What you should do: Each entry should be written out again exactly, so that nothing is lost.

Supplied records:

PR #180, opened 2023-07-10
Refactor indicator LEDs

dctucker:
Similar to #153, this PR reduces the number of parameters from two to one for affecting the state of indicator LEDs.


src/deluge/hid/led/indicator_leds.h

Result for this task:
PR #180, opened 2023-07-10
Refactor indicator LEDs

dctucker:
Similar to #153, this PR reduces the number of parameters from two to one for affecting the state of indicator LEDs.


src/deluge/hid/led/indicator_leds.h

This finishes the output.